PR #908, opened 2020-06-29
Create TrainedModel CRD

yuzliu:

**Special notes for your reviewer**: Create TrainedModel CRD for multi-model sharing

**Release note**:

```release-note
Add new TrainedModel CRD
```


pkg/apis/serving/v1beta1/trained_model.go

--

**What this task involves:** An exact copy of all the records is the expected answer.

**Task response:**
PR #908, opened 2020-06-29
Create TrainedModel CRD

yuzliu:

**Special notes for your reviewer**: Create TrainedModel CRD for multi-model sharing

**Release note**:

```release-note
Add new TrainedModel CRD
```


pkg/apis/serving/v1beta1/trained_model.go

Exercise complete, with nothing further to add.